El Paso, Texas — Migrant advocates filed a lawsuit Friday in federal court challenging the Biden administration’s new asylum restrictions that officials say will deter illegal crossings of the U.S.-Mexico border.
The American Civil Liberties Union and other groups asked a federal district court in San Francisco to block the rule, saying the policy, which took effect Friday, violates US asylum law.
At the center of the lawsuit is an order the Biden administration hopes will curb illegal border crossings after ending the pandemic-era deportation policy under Section 42. It expired at midnight Thursday due to the end of the COVID-19 public health emergency.
The policy, which mirrors Trump-era rules, bars migrants who cross the southern border without authorization from receiving asylum unless they first apply for humanitarian asylum in a third country, such as Mexico, en route to the U.S.
In practice, the rule will deny asylum to most non-Mexican migrants. Those ineligible for asylum under the rule could face immediate deportation to their home country or Mexico and a five-year ban on re-entering the US. Those who try to re-enter the country illegally may be prosecuted, the Biden administration warned.
In their lawsuit, the lawyers said the Biden administration’s ruling “attempts to resuscitate and reconcile illegal features” of two Trump administration policies that have been blocked in court. One of these rules denied asylum to migrants when they entered the US between points of entry, while others barred migrants from receiving asylum unless they sought protection in a transit third country.
The ACLU successfully challenged both Trump-era rules and convinced judges to stop them.
“The rule operates in the same manner as the Trump administration’s previous asylum bans: asylum seekers subject to the rule — all non-Mexicans — are strictly barred unless they meet one of the listed and limited conditions or exceptions,” it said. in the lawsuit.

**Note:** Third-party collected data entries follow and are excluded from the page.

PR #12180, opened 2024-10-28
On Windows, don't rely on the OS to find executables

nicolas-grekas:
Windows always looks up in the current directory when searching for a binary.
This is risky practice, so this PR tries to prevent this by using ExecutableFinder instead (which looks up using the PATH only).

While at it, I replaced all string command lines by array commands. This removed the need for explicit argument escaping.
Some remain, but most are removed.

### DIFF
--- a/composer.lock
+++ b/composer.lock
@@ -8,16 +8,16 @@
     "packages": [
         {
             "name": "composer/ca-bundle",
-            "version": "1.5.2",
+            "version": "1.5.3",
             "source": {
                 "type": "git",
                 "url": "https://github.com/composer/ca-bundle.git",
-                "reference": "48a792895a2b7a6ee65dd5442c299d7b835b6137"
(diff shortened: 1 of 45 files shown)


nicolas-grekas (commented):
Grepping for `ProcessExecutor::escape` is the best way to see what remains of string command-lines after this PR:
- `ZipDownloader`: could be turned into array commands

Under US asylum law, migrants on American soil are allowed to apply for protection regardless of how they entered the country. Because the system is massively overloaded, migrants wait years on average for a decision. The legal threshold for asylum is very high, and many migrants end up not meeting the eligibility criteria to prove that they have fled persecution stemming from certain factors, such as their religion or politics.
It is not yet clear whether federal courts will find the Biden administration’s ruling illegal. While the new restriction is based on punishing migrants for entering the U.S. without authorization and for not seeking asylum elsewhere, it is less restrictive than the near-total asylum ban imposed under former President Donald Trump.
The Biden administration’s cap on asylum, for example, does not apply to unaccompanied children or migrants who have made an appointment to enter the U.S. through the Mexican asylum seeker mobile app or who are sponsored by U.S. residents in within the program for Cubans, Haitians, Nicaraguans and Venezuelans.
The rule also provides limited exemptions for migrants who face an “imminent and extreme threat” in Mexico, those with an “acute” medical emergency, and victims of serious human trafficking.
The Biden administration has also argued that its approach to asylum restrictions differs from the Trump administration’s efforts because it combines the measure with expanded channels for would-be migrants who can fly in or otherwise legally enter the U.S.
“This rule responds to the increased number of encounters we are experiencing at the border and is critical to creating an orderly process for seeking protection in the United States at a time when Congress refuses to reform our broken immigration laws or provide the necessary funds to hire sufficient asylum seekers. officers and immigration judges to process claims in a timely manner,” Department of Homeland Security spokesman Luis Miranda said in a statement.
US border officials have reported a record high rate of migrant apprehensions under President Biden, and the number of illegal crossings has risen to unprecedented levels in recent days before the end of Section 42.
During the first three days of this week, an average of 10,000 migrants were apprehended daily after illegally crossing the US-Mexico border. According to US government estimates, about 60,000 migrants were waiting in northern Mexico for a chance to enter the US, Border Patrol Chief Raul Ortiz said.